5. method according to claim 1, it is characterized in that: the noise signal of input is carried out band splitting by the self-adaptation component filters group in described step 4, by the component signal that signal decomposition becomes to be positioned on different frequency bands, the feature then for each component signal processes respectively.Self-adaptation component filters is made up of analysis filter and composite filter, input noise signal bank of filters H by analysis _iz () resolves into a series of component signal y _in (), becomes y after the process such as coding, compression, transmission _i' (n), finally by synthesis filter banks G _iz () reconstructs signal x (n); Its analysis filter transfer function H _i(z) and synthesis filter transport function G _i(z), i=1,2 ..., M carries out cosine modulation acquisition respectively by the low-pass filter having linear phase characteristic to.

6. method according to claim 5, is characterized in that: analysis filter H _i(z) and composite filter G _iz the impulse response of () is as follows:

h_{i} (k) = 2 l (k) \cos ((2 i - 1) \frac{π}{2 M} (k - \frac{K}{2}) + {(- 1)}^{k} π / 4)
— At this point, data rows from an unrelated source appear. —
PR #337, opened 2025-08-15
Add string count to `stat_memory` and OOM handler

ProfLander:
- Thread a `u32` reference through `stat_economy` to avoid adding a global
- Rearrange existing `Msg` calls to segment `string` and `shared`, add count to `string`

### DIFF
--- a/src/xrGame/console_commands.cpp
+++ b/src/xrGame/console_commands.cpp
@@ -336,7 +336,7 @@ static void full_memory_stats()
 	Msg("* [x-ray]: process heap[%u K], game lua[%d K], render[%d K]", _process_heap / 1024, _game_lua / 1024, _render / 1024);
 #endif // SEVERAL_ALLOCATORS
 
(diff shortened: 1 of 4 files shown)


src/xrGame/console_commands.cpp
```diff
@@ -335,7 +336,8 @@ static void full_memory_stats()
 	Msg("* [x-ray]: process heap[%u K], game lua[%d K], render[%d K]", _process_heap / 1024, _game_lua / 1024, _render / 1024);
 #endif // SEVERAL_ALLOCATORS
 
-	Msg("* [x-ray]: economy: strings[%d K], smem[%d K]", _eco_strings / 1024, _eco_smem);
+	Msg("* [x-ray]: strings: memory[%ld K], count[%lu]", _eco_strings / 1024, _eco_strings_count);
```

g_{i} (k) = 2 l (k) \cos ((2 i - 1) \frac{π}{2 M} (k - \frac{K}{2}) - {(- 1)}^{k} π / 4)

7. method according to claim 1, is characterized in that: in described step 5 coefficient of S filter be according to each Channel Received Signal between auto-correlation and cross-correlation obtain, namely the coefficient of S filter is adaptive change; Noisy speech signal after postponing-adding up obtains the target voice estimated signal under minimum mean square error criterion after Wiener filtering.